Quelle: ORF/Thalia-Film/Petro Domenigg
Doch so makellos wie es scheint, ist ihr Leben nicht: Isolde, Veras und Erichs Tochter, hat zwar die Apotheke übernommen, steht aber im ständigen Clinch mit ihren Eltern, da deren konservative – um nicht zu sagen nationalsozialistisch eingefärbte – Einstellung sie vor einigen Jahren ihre Ehe mit dem Jazzmusiker Paul Richter gekostet hat. Paul ging aus Protest gegen das radikale politische Klima im Haus seiner Schwiegereltern, Isolde blieb aus falscher Solidarität.
Nach einem Jahr in London kehrt nun Anna, Isolde und Pauls Tochter, heim.
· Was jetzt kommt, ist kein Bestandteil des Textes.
PR #3264, opened 2018-02-20
Remove setupConditions

vampcat:
This PR removes the setupConditions used by BlurNode and DownsamplerNode. This was probably required with the NodeFactory approach, but as things stand, it's very easy to move the contents of setupConditions to the constructor itself, which in turn makes the code cleaner and simpler.

This is an experimental move, and feedback would be appreciated.

### DIFF
--- a/engine/src/main/java/org/terasology/rendering/dag/nodes/BloomBlurNode.java
+++ b/engine/src/main/java/org/terasology/rendering/dag/nodes/BloomBlurNode.java
@@ -45,17 +45,9 @@ public class BloomBlurNode extends BlurNode {
      */
     public BloomBlurNode(Context context, FBO inputFbo, FBO outputFbo) {
         super(context, inputFbo, outputFbo, BLUR_RADIUS);
-    }
 
-    /**
-     * This method establishes the conditions in which the blur will take place, by enabling or disabling the node.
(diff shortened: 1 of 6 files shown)


GooeyHub:

emanuele3d:
Ok, generally speaking this change looks good as it is. You might be right that it might have made sense in the context of the NodeFactory. I don't have the time to smoke-test it right now but I will ASAP. This PR is completely independent from the other two, right?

Zur allgemeinen Überraschung begleitet sie ein junger Mann, Sid, ihr Freund. Anna hat beschlossen, dass Sid bei ihr und ihren Großeltern wohnen soll. Vera und Erich sind ihm gegenüber sehr skeptisch, zumal der junge Mann kein Schweinefleisch essen will und Klezmermusik spielt. Aber seine guten Manieren und sein offenes Wesen imponieren ihnen, und sie nehmen ihn recht freundlich auf. Dass er Jude ist, merken sie vorerst nicht.
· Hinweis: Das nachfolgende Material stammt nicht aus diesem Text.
Issue #3131, opened 2017-10-22
Improve user feedback on module dependency resolution issues (Gestalt dependency)


Cervator:
This is somewhat of a companion issue to https://github.com/MovingBlocks/gestalt/issues/15 as Gestalt presently doesn't offer a lot of details on what went wrong when a module ends up lacking some dependency.

One example came up recently via support forum: http://forum.terasology.org/threads/module-dependency-resolution-failed.1908 - that particular case seems to have been a bug in Alpha 8 that have since been fixed or side-stepped, but resulted in a "Module dependency resolution failed" error on *any* attempted download of a module available online but not locally.

At present you can see the minimal handling in `ModuleDownloadListGenerator` for method `processResolutionResult` - all we have at present is a simple true/false to react to. To improve that we'd first need to figure out in Gestalt how to return something more informative, which is what https://github.com/MovingBlocks/gestalt/issues/15 is for, then on the Terasology side present the extended information in various ways depending on the scenario.

Screenie from the earlier mentioned example (can be replicated with the Alpha 8 release):

![2017-10-22 17_19_34-terasology _ alpha](https://user-images.githubusercontent.com/1063833/31866432-3f6f0d4c-b74d-11e7-9211-530c22a2ac48.png)

(Same happens even for modules with no actual dependencies)

PR #3265, opened 2018-02-22
"Create Game" Dependency Checking (#3159)

### LINKED ISSUE #3159: Default / Previous gameplay template remains selected even if dependencies are invalid

Play something like JoshariasSurvival which depends on a bunch of modules and is the default gameplay template selected if you run the game fresh via the Omega zip.

### What actually happened

While JS was selected and you could start the game that way it silently was in fact *not* activated as would be visible if you actually check the Modules section. Only JS itself was highlighted and one or more dependencies were listed as red.

### How to reproduce

* Have a series of modules available with one or more invalid dependencies. For instance increase the current version of a module to the next major version (2.0.0 -> 3.0.0) then anything that depends on it will show as red (cannot satisfy dependencies as a major new release is too new)
* Run the game while the previous gameplay template selection (or default on a first run) is affected by a 
broken dependency. It will have been set without considering the dependency state of the involved modules.
* You'll be allowed to start a game without realizing your selection is invalid. Making it really confusing to be dumped into a seemingly working Perlin world yet none of the JS stuff is active :-)

Instead if the selected gameplay template *cannot* resolve all its dependencies then disable the button that would start the game and perhaps color the selected gameplay template in red text. You could also highlight the Modules button's text in red. The user should be able to pick a different gameplay template and if that one is valid let the start game button activate.

As an extra we could do something similar if there is no valid world generator in that dropdown.

This could probably be turned into a GCI task if there is interest.

morrilet:
### Contains

Close #3159 

If a gameplay module in the "Create Game" screen has invalid dependencies, it will be displayed as red in the dropdown and the play button will be disabled (if it is selected).

### How to test

Change the dependencies of an existing gameplay module such as JoshariasSurvival such that they are no longer valid (change the version, for instance) and try to use the template to create a new game.

### DIFF
--- a/engine/src/main/java/org/terasology/rendering/nui/layers/mainMenu/CreateGameScreen.java
+++ b/engine/src/main/java/org/terasology/rendering/nui/layers/mainMenu/CreateGameScreen.java
@@ -139,20 +139,18 @@ public class CreateGameScreen extends CoreScreenLayer {
         gameplay.setOptionRenderer(new StringTextRenderer<Module>() {
             @Override
             public String getString(Module value) {
-            	return value.getMetadata().getDisplayName().value();
+                return value.getMetadata().getDisplayName().value();
             }
-            
+
             @Override
-            public void draw(Module value, Canvas canvas)
-            {
-        		canvas.getCurrentStyle().setTextColor(
-        			validateModuleDependencies(value.getId()) 
-        				? Color.WHITE : Color.RED);
-            	super.draw(value, canvas);
-            	canvas.getCurrentStyle().setTextColor(Color.WHITE);
+            public void draw(Module value, Canvas canvas) {
+                canvas.getCurrentStyle()
+                        .setTextColor(validateModuleDependencies(value.getId()) ? Color.WHITE : Color.RED);
+                super.draw(value, canvas);
+                canvas.getCurrentStyle().setTextColor(Color.WHITE);
             }
         });
-        
+
         UILabel gameplayDescription = find("gameplayDescription", UILabel.class);
         gameplayDescription.bindText(new ReadOnlyBinding<String>() {
             @Override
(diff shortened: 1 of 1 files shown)


GooeyHub:

engine/src/main/java/org/terasology/rendering/nui/layers/mainMenu/CreateGameScreen.java
```diff
@@ -138,10 +139,20 @@ public void set(Module value) {
...
+            {
+        		canvas.getCurrentStyle().setTextColor(
+        			validateModuleDependencies(value.getId()) 
+        				? Color.WHITE : Color.RED);
+            	super.draw(value, canvas);
+            	canvas.getCurrentStyle().setTextColor(Color.WHITE);
             }
         });
-
+
```
vampcat: Can we please remove the space on this line (and on all others like it)?

Which IDE/text editor do you use? There should be a "trim trailing spaces" or something similar that you can enable in most softwares, to prevent this.

engine/src/main/java/org/terasology/rendering/nui/layers/mainMenu/CreateGameScreen.java
```diff
@@ -138,10 +139,20 @@ public void set(Module value) {
         gameplay.setOptionRenderer(new StringTextRenderer<Module>() {
             @Override
             public String getString(Module value) {
-                return value.getMetadata().getDisplayName().value();
+            	return value.getMetadata().getDisplayName().value();
```
vampcat: Uhh.. you replaced the spaces just before `return` with a tab.

We strictly use 4 spaces over tabs.

engine/src/main/java/org/terasology/rendering/nui/layers/mainMenu/CreateGameScreen.java
```diff
@@ -138,10 +139,20 @@ public void set(Module value) {
...
+            }
+            
+            @Override
+            public void draw(Module value, Canvas canvas)
+            {
+        		canvas.getCurrentStyle().setTextColor(
```
vampcat: Again, tab.

Change the default indentation mode in your IDE/text editor to 4 spaces.

engine/src/main/java/org/terasology/rendering/nui/layers/mainMenu/CreateGameScreen.java
```diff
@@ -138,10 +139,20 @@ public void set(Module value) {
...
+        			validateModuleDependencies(value.getId()) 
+        				? Color.WHITE : Color.RED);
+            	super.draw(value, canvas);
```
vampcat: You'll have to reformat the entire file, since it's mixed with tabs and spaces.

morrilet:
@vampcat I think this last commit fixed all the style issues. Set tabs to 4 spaces and formatted the entire file in Eclipse. Thanks for pointing out the IDE settings for this; I was totally unaware.

Cervator:
Hey @morrilet and welcome :-) Going to take this for a spin after triggering our bot:

@GooeyHub: add to whitelist

Yeah IDE settings and code style stuff is an easy one to bump into, there are usually differences between project preferences. I see some comments that got broken to multi-line now for instance, but that might be another IDE setting that hasn't picked up our max line length (far longer than what did get split). Also we try to avoid merges on active PRs, instead favoring rebase. Always lots to learn one way or the other but glad to help you get set up! :-)

GooeyHub:

Cervator:
Works wonderfully! Nice work :-)

I'm adding in a tiny commit just to revert a few line length fixes that weren't needed (often IDE defaults to 120 or even 80, ours is 175 at the moment), that cuts down on the overall diff a little bit more too to make it easier to see the true changes.

Will also add you to the credits and such :-)

If you're curious to take one step deeper in this area you can check out #3131 - with that fixed you'd be able to pinpoint exactly which dependencies are wrong and color those as well.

Quelle: ORF/Thalia-Film/Petro Domenigg
Bald jedoch kündigt sich Ari Ben Jacov, genannt Atta, Sids Großvater, an. Er will in Wien an einem Begräbnis teilnehmen. Für Anna ist es selbstverständlich, dass er bei ihren Großeltern wohnen kann, auch wenn Vera sehr offen zum Ausdruck bringt, dass Juden in ihrem Haus nicht erwünscht wären. Als die drei alten Menschen aufeinander treffen, kommt es zum Eklat: Atta erkennt die Villa als sein ehemaliges Eigentum, das seinerzeit arisiert wurde, wovon Vera und Erich profitiert haben. Atta erträgt die Schatten der Vergangenheit nicht und zieht in ein Hotel. Sid begleitet ihn, denn auch er ist schockiert vom unverblümten Hass, den Vera plötzlich an den Tag legt.
In ihrer Verzweiflung über die Trennung von Sid sucht Anna Trost bei ihrem Vater, der sie über die veralteten radikalen Anschauungen ihrer Großmutter aufklärt und ihr die Geschichte des Scheiterns seiner Ehe erzählt.
Für Isolde ist durch den Eklat mit Atta und Annas Verschwinden endlich der Punkt gekommen, sich von ihren Eltern zu lösen, und sie zieht aus.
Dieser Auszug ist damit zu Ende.